If you read my blog, you’ll have seen my recent review of my RSP Asteri 2 bike lights. I talked about making a bottle battery, and now I have.
Unfortunately I forgot to take photos after the first couple of steps but never mind.
What you’ll need
I used the following parts, but you can use whatever you like.
|1||Bottle||I bought a PwrTek bottle for mixing protein shakes. It had a wide neck and an offset “spout”||ASDA||£4.00|
|2||D rechargeable NiMH 8000mAh 2pk||You can use any type you like. Check the mAh rating.||Maplin||£25.98|
|4||Battery holder||Optional. I just didn’t fancy soldering directly on the battery.||Maplin||£3.16|
|1||DC connector 2.5/5.5mm||Maplin||£0.99|
|1m||Single core cable||Should be flexible for use inside the bottle||Maplin||£0.69|
|1m||Twin core rounded cable||For use on the frame.||Maplin||£0.69|
A note on batteries
- It doesn’t matter what kind of rechargeable batteries you use – NiCd, NiMH and Li-Ion are all fine.
- It doesn’t matter what size of batteries you use. If you wanted to make a smaller “pouch” of batteries you could use C type.
- You must have precisely 4 batteries in each series loop, but there’s nothing to stop you using 8 batteries and having two series loops in parallel.
- The capacity (measured in mAh) is an indicator of how long the batteries might last.
- The batteries that come with the RSP Asteri 2 are AA NiMH batteries; 1600 mAh each. The manufacturer reckons you can get 1-2 hours on full power and 6 hours on flashing.
- Inexpensive D type batteries might give you around 3000 mAh, which immediately doubles your battery life.
- My D type batteries give a claimed 8000mAh. Scaling up the manufacturer’s estimate, I might be able to get 5-10 hours on full power, or 30 hours flashing. This basically gives me the ability to do a week’s commuting on full power without recharging until the weekend.
I cable-tied the battery holders back-to-back as they happened to have holes in the right place. A pair of D batteries just about fitted through the neck of the bottle if I squeezed the bottle. I attached the batteries in two pairs so they could sit on top of each other.
I soldered the battery holders together in series using the single-core wire. I used fairly long stretches of wire (about 8″) between the upper and lower pairs of batteries, to make it easier to feed the batteries into the bottle.

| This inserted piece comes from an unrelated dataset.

PR #178, opened 2026-05-05
vgpu: expose underlying uint32 via VgpuTypeId.GetID()

xpahos:
While iterating supported/creatable vGPU types there is no way to map back to the legacy mediated-device profile names (e.g. "nvidia-577") exposed under /sys/.../nvidia/creatable_vgpu_types — those entries are keyed by the raw nvmlVgpuTypeId uint32, and GetName() returns the device-specific name instead.
Add GetID() uint32 on nvmlVgpuTypeId so callers can read the underlying handle.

I taped up the exposed solder with insulating tape so there was no chance it could make a short circuit if the batteries moved around once in the bottle. I packed the batteries into place with bubble wrap so they wouldn’t rattle and risk damaging the solder.
At the neck of the bottle, I terminated the two single cored with a terminal block and connected the twin-core cable to the other side. I threaded it through the spout of the bottle and screwed the cap on. The terminal block also allows you to easily reverse the polarity of the circuit if you accidentally wire it back to front for your LEDs. 😉
I measured the trailing cable to make sure I had the right length, before trimming it and soldering the DC power connector on the end.
The screw cap seemed tight and waterproof so I left it alone, but I plugged the gap around the cable through the spout with hot-melt glue gun.
The batteries I bought claim to come fully charged so I was able to test it immediately. Which brings us on to our next section.
Obviously it’s going to be a bit of a pain to remove the batteries to recharge them, so we will charge them through the neck cable. Buy a female DC socket to match the plug you bought for the bottle battery. Also buy a female connector to match the RSP charger’s plug. Solder them together and ta-da! You have an adapter cable to connect your battery to the charger. Watch the polarity here, or you might set fire to your house.
If you don’t want to take the risk of breaking your original RSP charger, any DC power supply capable of supplying 7.5V with at least 300mA should do the trick.
The original RSP battery had a warning LED for low battery. You don’t, so be careful you don’t over-discharge the bottle battery or you might damage the NiMH cells. As soon as the LEDs start to go dim, switch them off. You would, of course, be wise to keep a regular battery light in your bag in case of emergencies. I keep a small Cat Eye HL-EL510 for situations like these.
The original RSP battery had automatic charging shutoff when it was full. You don’t, so be careful not to overcharge the batteries. Probably 12-18 hours will be enough. Check the instructions that came with your batteries.
You can get around both of these considerations if you pilfer or copy the PCB in the top of the original RSP battery pack. Again, depends if you are willing to sacrifice your original battery pack, and if you can be bothered with the effort.